Dont know if anyone can give advice we are new to motorhoming and recently purchased a roller team motorhome from new. Whilst away the beginning of the week with our three grandchildren who slept in the bed above the cab we were shocked to discover in the morning water running down the ceiling and the joints. Of course there was terrible rain the few days we were there so we are not sure if it is water getting in or condensation. We feel that if it is either of these two things it is not acceptable especially on a new modern motorhome. The area above the cab was the only area which was getting wet.
Thanks in advance
nofixedabode


----------



## Tigatigatiger (Aug 28, 2010)

I'm sure you will get a far great in depth knowledge answer than mine.

Has it been cold enough to cause condensation? even with 3 kids sleeping in a small area. For peace of mind I would be getting it checked out.

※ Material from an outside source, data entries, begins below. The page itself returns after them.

PR #543, opened 2024-03-05
[Min/Max] Apply filtered row behavior at the row level evaluation

rdsharma26:
*Description of changes:*

- This changes from applying the behavior at the analyzer level. It allows us to prevent the usage of MinValue/MaxValue as placeholder values for filtered rows.

### DIFF
--- a/src/main/scala/com/amazon/deequ/constraints/Constraint.scala
+++ b/src/main/scala/com/amazon/deequ/constraints/Constraint.scala
@@ -629,7 +629,9 @@ object Constraint {
     val constraint = AnalysisBasedConstraint[MinState, Double, Double](minimum, assertion,
       hint = hint)
 
-    val sparkAssertion = org.apache.spark.sql.functions.udf(assertion)
+    val updatedAssertion = getUpdatedRowLevelAssertion(assertion, minimum.analyzerOptions)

We have been out and about it ours all year round, including some very cold nights during last winter and we never had any condensation. However my sister with her Autocruise has a problem with condensation around the bed, on the walls and underneath but not on the roof. This was solved by putting a slatted base under the mattress and lining around the mattress with insulation padding.


----------



## vwalan (Aug 28, 2010)

hi could be either as you say . try a good soaking with a hose .but becarefull a jet can soon lift a seal and give false results. would have hoped there was enough insulation to stop condensation .it as been known for it to be left out by mistake in the factory. you wouldnt be the first one. 
a friends dad took his hobby caravan back to the factory when abroad as he thought he had a leak .they had fitted a roof vent with no sealer at all. just goes to show every one is human and can make mistakes. cheers alan.


----------



## syldale (Aug 29, 2010)

*water ingress*

my advice would be take it back to where  you bought it from don't mess about yourself  it will make your warranty void


----------



## dependencies (Aug 29, 2010)

On the bed issue,
Mine has a slatted base also,
probably 20/30 25mmx 8mm slats running left to right beneath mattress.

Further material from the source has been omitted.